The air you breathe at night can also worsen a wet cough. This is because a dry environment can exacerbate an already irritated throat and nose and prevent mucus from loosening. When mucus gathers in your throat, rather than moving freely, it may start to clog your airways causing you to cough. These issues are particularly common during winter months, especially if you live in a cooler climate.

Helpful Remedies

While there’s no instant fix for coughing up mucus at night, you can take steps to improve your symptoms.

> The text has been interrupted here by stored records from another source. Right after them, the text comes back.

Issue #2079, opened 2019-03-20
Why not more mesh copy construction?


lindsayad:
Snippet of `MeshBase` copy constructor:
```c++
MeshBase::MeshBase (const MeshBase & other_mesh) :
  ParallelObject (other_mesh),
  boundary_info  (new BoundaryInfo(*this)),
  _n_parts       (other_mesh._n_parts),
  _is_prepared   (other_mesh._is_prepared),
  _point_locator (),
  _count_lower_dim_elems_in_point_locator(other_mesh._count_lower_dim_elems_in_point_locator),
  _partitioner   (),
#ifdef LIBMESH_ENABLE_UNIQUE_ID
  _next_unique_id(other_mesh._next_unique_id),
#endif
  _skip_noncritical_partitioning(false),
  _skip_all_partitioning(libMesh::on_command_line("--skip-partitioning")),
  _skip_renumber_nodes_and_elements(false),
  _allow_remote_element_removal(true),
  _elem_dims(other_mesh._elem_dims),
  _spatial_dimension(other_mesh._spatial_dimension),
  _default_ghosting(new GhostPointNeighbors(*this)),
  _ghosting_functors(other_mesh._ghosting_functors),
  _point_locator_close_to_point_tol(0.)
```
What is the reason that we don't copy many of the data member of `other_mesh`? I'm currently particularly interested in the `allow_remote_element_removal` flag but the general question stands. It might be nice to document reasons for why we don't copy construct some of these members because I'm sure there are good reasons for many/all of them that might be very instructive regarding the mesh construction process.

roystgnr:
> What is the reason that we don't copy many of the data member of other_mesh?

...

Answering the question about proximate reasons:  I'm embarrassed to say that I don't remember.  Looking through the git log suggests that those entries are 2.5y old or more, which reduces my embarrassment slightly.

_default_ghosting is a fixed thing (you change its effects by pulling it out of the ghosting functors list not by actually changing *it*) stored by unique_ptr to avoid sucking in more header dependencies, so a new initialization is equivalent to a deep copy there.

The _skip_noncritical_partitioning behavior was aping the previous _skip_partitioning behavior, and probably ought to be changed.  Likewise for the previous (now _skip_all_partitioning) behavior; it looks like I just changed that thoughtlessly when we added the command line option.

_point_locator_close_to_point_tol came from @jwpeterson so I'll let him comment.

_allow_remote_element_removal was me, and probably ought to be changed.

[...]

PR #2081, opened 2019-03-21
More copy construction in MeshBase

lindsayad:
Refs #2079


roystgnr:
:+1: but I feel like this should get more than just the default level of testing.  Would it be paranoid to run the MOOSE app tests and distributed mesh sweep before we merge?

lindsayad:
Nope!

lindsayad:
Segmentation fault! 😆

PR #2082, opened 2019-03-21
Add support for reading gmsh-4

lindsayad:
I suppose somebody's probably going to make me write a unit test 😢

### DIFF
--- a/src/mesh/gmsh_io.C
+++ b/src/mesh/gmsh_io.C
@@ -21,6 +21,7 @@
 #include <cstring> // std::memcpy
 #include <numeric>
 #include <unordered_map>
+#include <cstddef>
 
 // Local includes
 #include "libmesh/libmesh_config.h"
@@ -184,6 +185,11 @@ void GmshIO::read_mesh(std::istream & in)
   // note the the nodes can be non-consecutive
   std::map<unsigned int, unsigned int> nodetrans;
 
+  // Map from entity tag to physical id. The key is a pair with the first
+  // item being the dimension of the entity and the second item being
+  // the entity tag/id
+  std::map<std::pair<unsigned, int>, int> entity_to_physical_id;
+
   // For reading the file line by line
   std::string s;
 
@@ -199,7 +205,7 @@ void GmshIO::read_mesh(std::istream & in)
           if (s.find("$MeshFormat") == static_cast<std::string::size_type>(0))
             {
               in >> version >> format >> size;
-              if ((version != 2.0) && (version != 2.1) && (version != 2.2))
+              if (version < 2.0)
                 {
                   // Some notes on gmsh mesh versions:
                   //
@@ -214,6 +220,9 @@ void GmshIO::read_mesh(std::istream & in)
                   //
                   // Mesh version 2.2 tested by Manav Bhatia; no other
                   // libMesh code changes were required for support
+                  //
+                  // Mesh version 4.0 is a near complete rewrite of the previous mesh version
+                  //
                   libmesh_error_msg("Error: Unknown msh file version " << version);
                 }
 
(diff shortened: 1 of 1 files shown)


jwpeterson:
Damn, I guess the file format changed a lot, eh. I will try and take a look at this later tonight...

src/mesh/gmsh_io.C
```diff
@@ -275,10 +283,96 @@ void GmshIO::read_mesh(std::istream & in)
...
+                else if (num_physical_tags)
+                {
+                  in >> physical_tag;
+                  entity_to_physical_id[std::make_pair(1, curve_tag)] = physical_tag;
+                }
+
+                // Read to end of line; this captures bounding information that we don't care about
+                std::getline(in, s);
+              }
+              for (size_t n = 0; n < num_surface_entities; ++n)
```
jwpeterson: We should try to be consistent and always use `std::size_t`. We haven't always done this in the past, but I'm trying to be better about it. We should always be #includeing `<cstddef>` which puts that type into the std namespace, and some compilers are pickier about this than others...

src/mesh/gmsh_io.C
```diff
@@ -275,10 +283,96 @@ void GmshIO::read_mesh(std::istream & in)
...
+              in >> num_point_entities >> num_curve_entities >> num_surface_entities >> num_volume_entities;
+
+              for (size_t n = 0; n < num_point_entities; ++n)
+              {
+                int point_tag, physical_tag;
+                Real x, y, z;
+                size_t num_physical_tags;
+                in >> point_tag >> x >> y >> z >> num_physical_tags;
+                if (num_physical_tags > 1)
+                  libmesh_error_msg("I don't believe that we can specify multiple subdomain or " <<
```
jwpeterson: We definitely can't (currently) do this for the Elem::subdomain_id, but if we find ourselves erroring out a lot of files we might be able to handle this by storing the additional IDs in some other data structure that we could make available to the user.

Anyway I'd change the language of these error messages from "I don't believe we can" to simply "Cannot"!

src/mesh/gmsh_io.C
```diff
@@ -290,20 +384,62 @@ void GmshIO::read_mesh(std::istream & in)
...
+
+              size_t node_counter = 0;
+
+              // Now loop over entities
+              for (size_t i = 0; i < num_entities; ++i)
+              {
+                int entity_dim, entity_tag, parametric;
+                size_t num_nodes_in_block = 0;
+                in >> entity_dim >> entity_tag >> parametric >> num_nodes_in_block;
+                libmesh_assert_msg(!parametric, "We don't currently support reading parametric gmsh entities");
```
jwpeterson: Should this be a `libmesh_error_msg()` as well? If this is a parametric entity, presumably something else is going to fail later on and it's better to get a simple error now rather than a cryptic error later...

src/mesh/gmsh_io.C
```diff
@@ -275,10 +283,96 @@ void GmshIO::read_mesh(std::istream & in)
                 }
             }
 
+          else if (s.find("$Entities") == static_cast<std::string::size_type>(0))
+          {
+            if (version >= 4.0)
```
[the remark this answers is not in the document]
lindsayad: I don't believe there ever really was a mesh version 3. You can look at their documentation [here](http://gmsh.info/doc/texinfo/gmsh.html). They have documentation for legacy format mesh version 2 and 1, but there is nothing for a 3. There does seem to be some loose coupling between their code and mesh versioning, but it's clearly not exact. If I run `gmsh --version` for example I current get 4.2.3, but the generated `.msh` file lists version 4.1.

lindsayad:
Comments hopefully addressed

Issue #2084, opened 2019-03-26
VecScatterCreateWithData is not happening


jwpeterson:
@fdkong I think we can remove this ifdef for now. Based on the PETSc commits below, it looks like they changed their mind. What do you think? I will also backport the change to 1.4.1 which is in progress. 

Refs #2029.

```
commit 221b176569a4b92f5c39b90df909a2772efcd8db
Author: Junchao Zhang <jczhang@mcs.anl.gov>
Date:   Thu Mar 14 10:17:37 2019 -0500

    Update the document and dev.html

commit 9448b7f1ca3c3549e6b999e23e45403553ba4027
Author: Junchao Zhang <jczhang@mcs.anl.gov>
Date:   Mon Mar 18 09:22:25 2019 -0500

    Revert the function name where it is referenced

commit 130e142e396ec444a1c9967b4b57499e4af98d0a
Author: Junchao Zhang <jczhang@mcs.anl.gov>
Date:   Thu Mar 14 10:25:46 2019 -0500

    Restore the old VecScatterCreate() API
    
    The old interface VecScatterCreate(Vec,IS,Vec,IS,VecScatter*) is used by many applications. We do not want to break it.
```

PR #2086, opened 2019-03-26
Drop VecScatterCreateWithData() workaround.

jwpeterson:
This function did not wind up making it into any PETSc release.  This
should probably also be cherry-picked onto the v1.4.1 branch. Even
though the likelihood of any tagged libmesh release continuing to work
with PETSc master is negligibly small, the tagged release _might_ work
with a future PETSc 3.11 so we should try and support that if
possible.

Refs #2084.


fdkong:
It is fine with me.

  • Use an extra pillow. Propping your head and neck up a bit counteracts the gravitational pull that allows mucus to pool in your throat.
  • Avoid eating right before bed if you're prone to acid reflux. This is especially true for hefty portions or foods that tend to trigger your symptoms.
  • Take a steamy shower before bed. Warm mist can help ease mucus and cough symptoms by creating a moister environment.
  • Use a humidifier. You can also add moisture to the air you breathe in with a humidifier, which releases steam. For best results and safety, follow product instructions and keep the device clean.
  • Take an expectorant. Mucinex® DM can help by thinning and loosening mucus, minimizing chest congestion and the urge to cough for up to 12 hours.
  • Stay well-hydrated. Drinking water and other fluids, such as broth or caffeine-free herbal tea, can help reduce dryness that may contribute to nighttime coughing.
  • If your symptoms do not improve over a week or worsen suddenly, please consult a physician.